I want to explain with picture from C3D.
In a nutshell, convolutional direction & output shape is important!
↑↑↑↑↑ 1D Convolutions - Basic ↑↑↑↑↑
just 1-direction (time-axis) to calculate conv
input = [W], filter = [k], output = [W]
ex) input = [1,1,1,1,1], filter = [0.25,0.5,0.25], output = [1,1,1,1,1]
output-shape is 1D array
example) graph smoothing
tf.nn.conv1d code Toy Example
import tensorflow as tf
import numpy as np
sess = tf.Session()
ones_1d = np.ones(5)
weight_1d = np.ones(3)
strides_1d = 1
in_1d = tf.constant(ones_1d, dtype=tf.float32)
filter_1d = tf.constant(weight_1d, dtype=tf.float32)
in_width = int(in_1d.shape[0])
filter_width = int(filter_1d.shape[0])
input_1d = tf.reshape(in_1d, [1, in_width, 1])
kernel_1d = tf.reshape(filter_1d, [filter_width, 1, 1])
output_1d = tf.squeeze(tf.nn.conv1d(input_1d, kernel_1d, strides_1d, padding='SAME'))
print sess.run(output_1d)
↑↑↑↑↑ 2D Convolutions - Basic ↑↑↑↑↑
2-direction (x,y) to calculate conv
output-shape is 2D Matrix
input = [W, H], filter = [k,k] output = [W,H]
example) Sobel Egde Fllter
tf.nn.conv2d - Toy Example
ones_2d = np.ones((5,5))
weight_2d = np.ones((3,3))
strides_2d = [1, 1, 1, 1]
in_2d = tf.constant(ones_2d, dtype=tf.float32)
filter_2d = tf.constant(weight_2d, dtype=tf.float32)
in_width = int(in_2d.shape[0])
in_height = int(in_2d.shape[1])
filter_width = int(filter_2d.shape[0])
filter_height = int(filter_2d.shape[1])
input_2d = tf.reshape(in_2d, [1, in_height, in_width, 1])
kernel_2d = tf.reshape(filter_2d, [filter_height, filter_width, 1, 1])

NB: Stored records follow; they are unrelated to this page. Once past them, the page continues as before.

PR #3164, opened 2017-06-23
Flags PostgreSQL as synchronous to avoid locking in DB thread

veikkoeeva:
This allocates and extra task so as not to block the calling
thread and Orleans scheduler if the ADO.NET library has synchronous
functionality. This shouldn't have a major performance impact.

Fixes https://github.com/dotnet/orleans/issues/3141


jdom:

jdom:
Thanks @veikkoeeva, this seems like a safe approach :)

output_2d = tf.squeeze(tf.nn.conv2d(input_2d, kernel_2d, strides=strides_2d, padding='SAME'))
print sess.run(output_2d)
↑↑↑↑↑ 3D Convolutions - Basic ↑↑↑↑↑
3-direction (x,y,z) to calcuate conv
output-shape is 3D Volume
input = [W,H,L], filter = [k,k,d] output = [W,H,M]

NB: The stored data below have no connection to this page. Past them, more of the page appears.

PR #3175, opened 2017-06-26
Avoid default port for localhost silo to conflict with Ants Profiler

### LINKED ISSUE #1663: Default port 22222 conflicts with RedGate Ants Profiler Service
Given the error for port conflict is the totally unintuitive "An attempt was made to access a socket in a way forbidden by its access permissions" and that it is likely that other developers will use Orleans and have RedGate's Ants Profiler installed, should the default ports in the project templates be changed to avoid conflict?

I should also add that I spent several hours figuring why TestingSiloHost was ignoring port for primary silo specified in xml file and using hardcoded port 22222 until I finally found that I had to explicitly pass a TestingSiloOptions to constructor overriding BasePort. It would be nice if other devs didn't have to go through that. I'm thinking that [unit testing documentation page](http://dotnet.github.io/orleans/Step-by-step-Tutorials/Unit-Testing-Grains) should explicitly say that xml configuration is ignored.

raol:
If I understand the problem correctly, all that needs to be done is
changing the siloPort from 22222 to any other. Decided to use 33333.
Fixes #1663

### DIFF
--- a/src/Orleans/Configuration/ClusterConfiguration.cs
+++ b/src/Orleans/Configuration/ClusterConfiguration.cs
@@ -569,7 +569,7 @@ namespace Orleans.Runtime.Configuration
         /// <param name="siloPort">TCP port for silo to silo communication</param>
         /// <param name="gatewayPort">Client gateway TCP port</param>
         /// <returns>ClusterConfiguration object that can be passed to Silo or SiloHost classes for initialization</returns>
-        public static ClusterConfiguration LocalhostPrimarySilo(int siloPort = 22222, int gatewayPort = 40000)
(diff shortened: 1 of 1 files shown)


sergeybykov:
@raol, thank you for your effort! 

After some deliberation, we think it's probably not a good idea to change the default port. It is trivial to override the default. While it does require an extra line of code, changing the default to 33333 could potentially impact existing users. And there's no guarantee that 33333 won't conflict with something else.

raol:
Closing then.
@sergeybykov I'm not sure, but maybe it is worth closing the referenced issue too.

sergeybykov:
@raol Thanks again!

d < L is important! for making volume output
example) C3D
tf.nn.conv3d - Toy Example
ones_3d = np.ones((5,5,5))
weight_3d = np.ones((3,3,3))
strides_3d = [1, 1, 1, 1, 1]
in_3d = tf.constant(ones_3d, dtype=tf.float32)
filter_3d = tf.constant(weight_3d, dtype=tf.float32)
in_width = int(in_3d.shape[0])
in_height = int(in_3d.shape[1])
in_depth = int(in_3d.shape[2])
filter_width = int(filter_3d.shape[0])
filter_height = int(filter_3d.shape[1])
filter_depth = int(filter_3d.shape[2])
input_3d = tf.reshape(in_3d, [1, in_depth, in_height, in_width, 1])
kernel_3d = tf.reshape(filter_3d, [filter_depth, filter_height, filter_width, 1, 1])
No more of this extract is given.